19. S. A. Cosby, King of Ashes (2025) (8/30/25)
This is the fourth book of Cosby's that I've read, and although it delivered in the dark-underbelly-of-criminal-activity realm—i.e., it's a decent thriller—I was really disappointed in the writing. The metaphors were laughable—so much so that I started keeping a running list. I know, most readers probably won't care about this, but every time one popped up I was thrown completely out of the story. Didn't Cosby have an editor? (Never mind a proofreader: the book is also riddled with sloppy errors.) Here is the list—which I started compiling only halfway through the book, so there are more examples:
The dusk-to-dawn security lights were just coming alive one by one like fireflies.
He plucked up his glass like it was a brittle rose.
Roman stared at the crowd over the roof of the car, breathing in the cool night like a locomotive.
Roman’s eyelids shot up like a pair of roller shades. . . . A gentle silence fell over them like a plush blanket.
In the distance he heard a train cutting through the dark like a scimitar.
Recognition bloomed in Roman’s mind like a moonflower unfurling its petals. Slowly at first, then as fast as a hummingbird’s wings.
That was the far horizon he had to focus on, even as bodies fell all around him like falling stars.
The window rolled down and a telephoto lens emerged like a viper from a hole in the ground.
He laughed. It was a bitter sound like the rattle of bones in a graveyard.
Wiz’s body dropped like a bag of wet laundry. . . . He fell face down, half in the freezer, half out, moaning like a wounded deer. . . . Eddie cut off his giggle like he’d shut off a water faucet.
He was sealing the second bag and putting it in the urn when an epiphany hit him like a cinder block to the face.
Rain, quiet as a secret promise, began to fall. [Okay. This one isn't execrable.]
The scotch began to warm his body slowly, like the pilot light in an oven igniting a burner.
“She ran upstairs like a scalded dog” [says one character who throughout the book is either drunk or high on serious drugs, or both, and who certainly doesn't think in similes . . .]
Traffic zipped by him as he grabbed on to the steering wheel like it was a life preserver.
He had dived into a life of casual connections or professional companionship because the idea that he was worthy of love was a notion that was slipping through his fingers as the years flew by like sand sifting through a sieve. Bit by bit, grain of sand by grain of sand, it had waned from his soul.
As his hand gripped the weathered brass handle, his heart jumped up into his throat like a startled rabbit.
He didn’t feel angry, but resentment like hot steam from a kettle rose through his body from the bottom of his feet to the top of his head.

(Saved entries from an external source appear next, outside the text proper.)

PR #869, opened 2022-12-18
refactor: Use 1.19 component factories

magicus:
I figured out a way to prepare for the 1.19 port. By adding a (temporary) local copy of the Component class, with the new 1.19 style factory methods implemented in a way that is suitable for 1.18, we can create sort of a "hybrid" code base, which is 1.18 and runs on 1.18, but where all the Component constructions are made like we will need to do in 1.19.

By integrating this now, the diff between main and the 1.19 port will shrink about an order of magnitude.


magicus:
Ok, this didn't work either. But I'll keep this branch as a comparison base for the real 1.19 integration, so it is easier to review, and we could possibly integrate it in two steps (with a short breakage in-between).

magicus:
This is integrated into main_1.19. We're doing the rest of the 1.19 port review there.

PR #870, opened 2022-12-18
WIP: Reference PR -- 1.19 port except the Component changes

magicus:
This is not intended to be pushed, just as a way to review the 1.19 changes.


magicus:
Using main_1.19 instead

PR #872, opened 2022-12-18
Last changes from 1.19_port

magicus:
DO NOT MERGE. This is purely for reviewing support. This PR shows all changes in the 1.19 port, except the Component factories.


magicus:
I have basically taking this PR, and broken it down in chunks, with some effort of grouping changes how they logically belong together. This is not an exact science, but hopefully it makes some kind of sense. I have created the following PRs:

#877 -- simple updates
#878 -- packets
#879 -- chat and commands
#880 -- rendering and widget toolkit
#881 -- gamma
#882 -- changes that look broken?! These needs discussion
#883 -- the rest! Hopefully when we have merged 887-881 (and discarded/solved 882), we can take a renewed effort at the loose ends left here. This was mostly created as a reference, in case some of the changes here really belonged with any of 877-881.

PR #874, opened 2022-12-18
refactor: In preparation for 1.19.3, break out sendCommand()

magicus:
In 1.19, we need to use a special vanilla method to send commands, not just send a chat starting with "/". By creating this method already, we minimize the merge problems with the 1.19.3 port, since we then only has to update the implementation of this method.


magicus:
Duh. Already fixed in https://github.com/Wynntils/Artemis/pull/873

PR #876, opened 2022-12-18
refactor: Convert to using Button.Builder

magicus:


common/src/main/java/com/wynntils/features/user/WynncraftPauseScreenFeature.java
```diff
@@ -67,8 +67,10 @@ public void onPauseScreenInitEvent(PauseMenuInitEvent event) {
         }
     }
 
-    private Button replaceButtonFunction(Button widget, Component translatableComponent, Button.OnPress onPress) {
-        return new Button(
-                widget.getX(), widget.getY(), widget.getWidth(), widget.getHeight(), translatableComponent, onPress);
+    private Button replaceButtonFunction(Button widget, Component component, Button.OnPress onPress) {
+        return new Button.Builder(component, onPress)
+                .pos(widget.getX(), widget.getY())
+                .size(widget.getWidth(), widget.getHeight())
```
kristofbolyai, line 73: I was a bit inconsistent about this. .bounds does pos and size as well. Can you make every builder use bounds?

magicus: Actually I thought pos + size was much clearer! So I'd rather use that everywhere, if it is okay with you?

kristofbolyai: Uh. Fine. I used bounds because it was easier to port. I think both are fine, so use the one you like

PR #2228, opened 2023-10-31
feat: Add Menu Command

Rafii2198:
As per this suggestion: https://feedback.wynntils.com/posts/273/add-a-command-to-open-content-book
I didn't add it as Wynntils command as perhaps it could be expanded in future to open each menu, like PoiManager, Quests, Settings, etc. and it would be just more convenient for the user.


common/src/main/java/com/wynntils/commands/MenuCommand.java
```diff
@@ -0,0 +1,31 @@
...
+    }
+
+    @Override
+    protected LiteralArgumentBuilder<CommandSourceStack> getCommandBuilder(
+            LiteralArgumentBuilder<CommandSourceStack> base) {
+        return base.executes(this::openMenu);
+    }
+
+    private int openMenu(CommandContext<CommandSourceStack> commandSourceStackCommandContext) {
+        Managers.TickScheduler.scheduleLater(() -> WynntilsMenuScreenBase.openBook(WynntilsMenuScreen.create()), 2);
```
kristofbolyai: Why the delay?

kristofbolyai: Okay, I see. Perhaps copy the comment too..

kristofbolyai (approved):

common/src/main/resources/assets/wynntils/lang/en_us.json
```diff
@@ -40,6 +40,7 @@
   "command.wynntils.lootrun.undoStandNear": "Stand near a previous spot to undo movements.",
   "command.wynntils.lootrun.undoSuccessful": "Successfully undid movements.",
   "command.wynntils.map.description": "Manage map related settings",
+  "command.wynntils.menu.description": "Opens the Wynntils Menu",
   "command.wynntils.quest.description": "List, show and track quests",
   "command.wynntils.reauth.tryReauth": "Disconnecting from Hades, and trying to reauthenticate...",
   "command.wynntils.reloadCaches.reloading": "Reloading caches...",
```
kristofbolyai: Actually, no, I don't like this. Move this command into the wynntils command as "wynntils menu"

kristofbolyai (changes requested):

common/src/main/resources/assets/wynntils/lang/en_us.json
kristofbolyai: I have no idea why this comment is here though, thanks Github Mobile.

common/src/main/java/com/wynntils/commands/MenuCommand.java
ShadowCat117: > overwriting the lootrun screen

Maybe change that to be more accurate for the screen it will open :)

common/src/main/resources/assets/wynntils/lang/en_us.json
Rafii2198: I tried, but it doesn't work for some reason. Should I commit so you can take a look? Basically suggestion and help command shows it but when I try to execute it, I am getting an error about unknown command.

kristofbolyai: Sure

Rafii2198: Alright it was very small thing that I missed

common/src/main/java/com/wynntils/commands/WynntilsCommand.java
```diff
@@ -362,6 +365,12 @@ private int update(CommandContext<CommandSourceStack> context) {
         return 1;
     }
 
+    private int menu(CommandContext<CommandSourceStack> context) {
+        // Delay is needed to prevent chat screen overwriting the lootrun screen
```
kristofbolyai:
```suggestion
        // Delay is needed to prevent chat screen overwriting the menu screen
```

kristofbolyai (approved):

PR #2230, opened 2023-10-31
fix: Don't rely on coordinates to guess the lootrun locations

kristofbolyai:
Whenever doing a lootrun is Sky or MH, you can get too close to the other region's border, causing task predictions to act like they don't exist. This patch improves this as we don't strictly need to rely on regions to guess task locations. This makes gameplay more stable, but hurts lootrun data collection as we can't guess the location. Whenever we need data collection again, I will aim to fix that problem.

### DIFF
--- a/common/src/main/java/com/wynntils/models/lootrun/LootrunModel.java
+++ b/common/src/main/java/com/wynntils/models/lootrun/LootrunModel.java
@@ -45,6 +45,7 @@ import com.wynntils.utils.mc.type.Location;
 import com.wynntils.utils.type.CappedValue;
 import com.wynntils.utils.type.Pair;
 import java.lang.reflect.Type;
+import java.util.Collection;
 import java.util.HashMap;
 import java.util.HashSet;
 import java.util.List;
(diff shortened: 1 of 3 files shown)


common/src/main/java/com/wynntils/models/lootrun/LootrunModel.java
```diff
@@ -163,26 +165,55 @@ private void loadLootrunTaskLocations() {
...
-                        Location.containing(event.getParticle().position()),
-                        taskLocation.taskType()));
-                return;
+        boolean foundTaskLocation = false;
+        for (Set<TaskLocation> taskLocationsForLocation : taskLocations.values()) {
+            for (TaskLocation taskLocation : taskLocationsForLocation) {
+                if (PosUtils.closerThanIgnoringY(
+                        taskLocation.location().toVec3(), event.getParticle().position(), TASK_POSITION_ERROR)) {
+                    // Note: We do this re-allocation so we always display the correct location,
+                    //       even if it slightly changed, or our data is inprecise.
```
ryanzhoudev:
```suggestion
                    //       even if it slightly changed, or our data is imprecise.
```

ryanzhoudev (approved):

PR #2233, opened 2023-11-02
fix: PerCharacterGuildContribution not always triggering

ShadowCat117:
15 ticks seemed to be a reliable delay

### DIFF
--- a/common/src/main/java/com/wynntils/features/utilities/PerCharacterGuildContributionFeature.java
+++ b/common/src/main/java/com/wynntils/features/utilities/PerCharacterGuildContributionFeature.java
@@ -4,6 +4,7 @@
  */
 package com.wynntils.features.utilities;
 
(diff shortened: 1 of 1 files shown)


kristofbolyai:
To be honest, I may prefer a systematic solution to this one.. Perhaps a "sendCommandWhenLoaded" in CommandManager? Although command manager has no knowledge on Wynn atm.. but we have many commands we run on world join, so perhaps we could enqueue them, delay them, etc in one place.

ShadowCat117:
> To be honest, I may prefer a systematic solution to this one.. Perhaps a "sendCommandWhenLoaded" in CommandManager? Although command manager has no knowledge on Wynn atm.. but we have many commands we run on world join, so perhaps we could enqueue them, delay them, etc in one place.

If the party model is going to need similar changes then that is probably worth doing instead

PR #2234, opened 2023-11-02
fix: Command cooldown related fixes

ryanzhoudev:
Including, but not limited to
- Models requesting data too quickly and stalling
- Per-character guild xp not setting properly


common/src/main/java/com/wynntils/utils/mc/McUtils.java
```diff
@@ -96,14 +96,6 @@ public static void sendSequencedPacket(PredictiveAction predictiveAction) {
         mc().gameMode.startPrediction(mc().level, predictiveAction);
     }
 
-    /**
-     * Sends the specified command to the server.
-     * @param command The command to send. The leading '/' should not be included.
-     */
-    public static void sendCommand(String command) {
-        mc().getConnection().sendCommand(command);
```
magicus, line 104: Can't you just keep this and let it do `Managers.Command.queueCommand` instead? It will both mean fewer changes, and that there will continue to be a simple to use util function to send commands.

ryanzhoudev: Imo that is kind of strange. There was a fairly significant change on wynncraft with the new command ratelimits, and our code should reflect that. It also doesn't make sense that a function that sends commands now just magically queues them, and it is also kind of strange that it is in McUtils of all places, since it is a custom implementation by us.

magicus:
Okay, I have done a better review now that I'm not half alseep. :-)

1) I have missed the rate limit change. That's on me, I haven't been on discord for a while. If the tick constant of 7 is correct, then then implementation seems like it will indeed be rate limiting our commands.

2) I am not sure this belongs in the CommandManager. This has -- up until now, at least -- been responsible for implementing our own commands. That is a quite different task than rate limiting packets sent to the server, even if both tasks contain the word "command". It might be the best place after all, but at least it needs some discussion.

3) The implementation could be made more efficient. If sufficient time has passed since the last command, then we should be able to send the command directly, and not enqueue it. In this implementation, all commands will be delayed by one tick, even if it is not necessary.

4) I am not convinced by the argument that we need to replace all calls to the McUtil function. Sending commands to the server is a kind of service the Wynntils framework provides. Up until now, this has been just a simple wrapper around vanilla code, but now it needs to be a bit more complex. The basic idea still remains though. This also ties in with 2. Maybe the entire enquing should/could be made in McUtil. It increases the level of complexity in that class, but it could make sense.

5) Neither am I completely happy with the name change to "queueCommand". I understand the wish to signal that it is not necessarily sent immediately, but in my mind, it just leaves the dangling question "well, how do i unqueue it then? do i need to send a process queue message as well?". To understand that this is not needed, I will need to have a much deeper implementation knowledge about the command enqueing system. And contrary, I don't think there ever was any implication that McUtils.sendCommand would do so immediately; of course the command will be sent whenever it was possible. 

So I still think `McUtils.sendCommand` is a perfectly fine way for code to send commands, regardless how it is implemented under the hood.

(In a similar vein, I have long time been miffed by the "enqueue" methods of the notification manager. I have been planning to fix this for a long time, but just never got around to it)

kristofbolyai:
Please note that while I agree using McUtils directly would be cleaner, referencing a handler/manager (or any other component) from there would cause unforeseen class loading order issues at any time we don't explicitly check for it..

magicus:
@kristofbolyai That is a valid point. The better the argument for having the entire implementation with the queue in the util class.

common/src/main/java/com/wynntils/screens/partymanagement/PartyManagementScreen.java
```diff
@@ -413,7 +414,7 @@ private void inviteFromField() {
 
     private void refreshAll() {
         Models.Party.requestData();
-        Models.Friends.requestData();
+        Managers.TickScheduler.scheduleLater(Models.Friends::requestData, 5);
```
kristofbolyai: Why?

kristofbolyai:
Some steps we can take:
1, Rename `CommandManager` to `ClientCommandManager`
2, Create a `CommandHandler` and implement queueing there

I know moving away from using `McUtils` is a bit unfortunate, but I also think having the queueing there breaks some of our abstractions (for example, do you event bus register `McUtils` for this..?).

What do you think @magicus @DonkeyBlaster?

ryanzhoudev:
Sounds fine to me, I will start if/when magicus agrees

common/src/main/java/com/wynntils/screens/partymanagement/PartyManagementScreen.java
ryanzhoudev: This was just testing to see if it was a ratelimit problem, removed now

magicus:
Those were good suggestions @kristofbolyai. I agree fully!

magicus:
(I must admit that I did not think about the fact that moving the queue to McUtils would need us to have that class starting to listen to events. That would, as you say, be a bad thing).

magicus (approved):
Now it looks great! Thanks!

Neveah sat at the foot of her father’s hospital bed in a chair that was about as comfortable as she was at a formal dinner for the Jefferson Run Chamber of Commerce.
A discordance that ripped through the atmosphere like a bag of nails in a washing machine.

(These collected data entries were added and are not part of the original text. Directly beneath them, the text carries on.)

PR #2243, opened 2023-11-09
fix: Round spell cost base values correctly

kristofbolyai:
Previously we ignored that these inverted values have to be rounded to negative infinity for positive values, and vice-versa.

I confirmed the validness of this fix by logging all changes between the old and new calculations, first confirmed it only changed for inverted stats (aka spell cost stats), then handpicked a few of them to check against a known-good base (Wynnbuilder).

### DIFF
--- a/common/src/main/java/com/wynntils/models/gear/GearInfoRegistry.java
+++ b/common/src/main/java/com/wynntils/models/gear/GearInfoRegistry.java
@@ -480,7 +480,8 @@ public class GearInfoRegistry {
                 }
                 // Range will always be stored such as "low" means "worst possible value" and
                 // "high" means "best possible value".
-                RangedValue range = StatCalculator.calculatePossibleValuesRange(baseValue, preIdentified);
+                RangedValue range = StatCalculator.calculatePossibleValuesRange(
+                        baseValue, preIdentified, statType.showAsInverted());
                 StatPossibleValues possibleValues = new StatPossibleValues(statType, range, baseValue, preIdentified);
                 list.add(Pair.of(statType, possibleValues));
             }
--- a/common/src/main/java/com/wynntils/models/stats/StatCalculator.java
+++ b/common/src/main/java/com/wynntils/models/stats/StatCalculator.java
@@ -11,25 +11,42 @@ import com.wynntils.models.stats.type.StatType;
 import com.wynntils.utils.MathUtils;
 import com.wynntils.utils.type.Pair;
 import com.wynntils.utils.type.RangedValue;
+import java.math.BigDecimal;
+import java.math.RoundingMode;
 
 public final class StatCalculator {
-    public static RangedValue calculatePossibleValuesRange(int baseValue, boolean preIdentified) {
+    public static RangedValue calculatePossibleValuesRange(int baseValue, boolean preIdentified, boolean isInverted) {
         if (preIdentified) {
             // This is actually a single, fixed value
             return RangedValue.of(baseValue, baseValue);
         } else {
             int low;
             int high;
+
             if (baseValue > 0) {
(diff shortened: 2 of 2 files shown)


kristofbolyai:
@magicus You should review this.

magicus:
Argh. I really hate those "negative positive" stats. 

If you have tested this, I guess it is fine then. Otoh, I thought I tested it quite thoroughly myself,  but it was apparently wrong anyway. 

Hm. Do you think you can write some unit test cases for this?

magicus:
Oh, wait, I see you use BigDecimal. That might have performance impact. How often do we call this? I'd rather see this done without resorting to BigDecimal.

kristofbolyai:
> Oh, wait, I see you use BigDecimal. That might have performance impact. How often do we call this? I'd rather see this done without resorting to BigDecimal.

This is called on API load, on boot. You can see how this doesn't matter in this context.

kristofbolyai:
> Argh. I really hate those "negative positive" stats.
> 
> If you have tested this, I guess it is fine then. Otoh, I thought I tested it quite thoroughly myself, but it was apparently wrong anyway.
> 
> Hm. Do you think you can write some unit test cases for this?

We could probably have unit tests but only for pre-determined values..

magicus:
Yes, that was kind of what I meant. Have some unit tests for edge case values, like when a value is very close to or exactly at the point where it will be rounded differently, and basically duplicate all lines and swap the sign after that.

We have basically four categories to test:
positive values when positive is good
negative values when positive is good
positive values when negative is good
negative values when negative is good

And for each category, we need to have like a value that is "just below" the threshold for rounding change, at the threshold, and "just above" the threshold.

kristofbolyai:
Do you think this could be merged now, without the added tests?

magicus:
As I said, I am not so happy about BigDecimal. Why do you need that?

kristofbolyai:
> As I said, I am not so happy about BigDecimal. Why do you need that?

But it is not used in runtime, only when loading (as I answered above, maybe you missed that). I am not sure if Java has some other way of rounding in different ways other than BigDecimal.

magicus:
Ah, sorry, I missed that. 

The canonical way to control rounding without BigDecimal is to add or subtract 0.5. This always makes my head spin, though. It's like the "one-off" problem but on the number line instead.

The complexity can certainly be alleviated by creating some util helper functions with explicit names like "roundTowardsPositiveInfinity" or something like that, or that mimicks the BigDecimal and takes a named enum for rounding mode. (In fact, we can probably reuse RoundingMode...)

kristofbolyai:
> Ah, sorry, I missed that.
> 
> The canonical way to control rounding without BigDecimal is to add or subtract 0.5. This always makes my head spin, though. It's like the "one-off" problem but on the number line instead.
> 
> The complexity can certainly be alleviated by creating some util helper functions with explicit names like "roundTowardsPositiveInfinity" or something like that, or that mimicks the BigDecimal and takes a named enum for rounding mode. (In fact, we can probably reuse RoundingMode...)

I would still stick to using BigDecimal, until we don't need to do it many times during "runtime" (gameplay). My main points being:
- The performance impact of using BigDecimal for calculating the stat ranges (once, during boot) is minimal. An async-profiler run collected ~78 samples in the `calculatePossibleValuesRange` method, in profile rounds with around ~8000 samples taken. This makes the performance "impact" (which is more of a boot time increase) virtually non-existent.
- Using a custom rounding util class would need a new set of unit tests

magicus (approved):
Okay. I accept. :) But if you (or someone else, perhaps a good intern/beginners job?) ever can be bothered to write some unit tests, that'd great.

Her long hair draped down over her shoulders like a tidal wave of black water.
The full moon shown down [through the skylight] like a beacon from a distant ship.
Roman fired up the Challenger and peeled out of the parking lot, roaring through the night like a rider on a steed that had never known defeat.
The last streetlight blinked out like a lantern being extinguished as shots rang out through the night.
They had met at Trout’s, then driven out here to the Skids in a caravan that sliced through the night like a dagger.
In between them were a couple of piles of trash and debris like small yurts.
Chauncey’s smile faded away like a ghost in the morning light.
Chauncey collapsed like a bag of laundry tossed on the floor.
Dishes broke and shattered and spilled across the floor like confetti.
Every single one of those similes could have been dispensed with—they added absolutely nothing. On the contrary: they're plain bad.
As for the plot and the main protagonist—as in Cosby's other books, we find the hero pulled into unspeakable acts all in the name of "family," and so far I've appreciated that conflictedness. Though this time part of me also wanted him to just say, "Screw it, brother, sister, dad, I'm getting you out of here"—and not descend into the depths of criminality at all. And the way the story ends? Really? I'd say it's completely unbelievable, but then, in sum, the entire story is.
And if Cosby hit us over the head one more time with an "ashes" metaphor (the protagonist is the son of a crematorium operator), well, I don't know what . . . Maybe I would have had to burn the book? It actually ends with the oft-repeated phrase (in case we didn't get it the first time), "Everything burns."
I've enjoyed Cosby before, but this will be the last one I read. My other reports can be found here, here and here, if you're interested. In one of them I call the writing "great," so I don't know if Cosby has just gotten lazy, if the editing has gotten lazy, or if I was simply overlooking all the laziness in the past, caught up in the story instead. But this time? This time I'm simply disappointed and, yes, burnt out.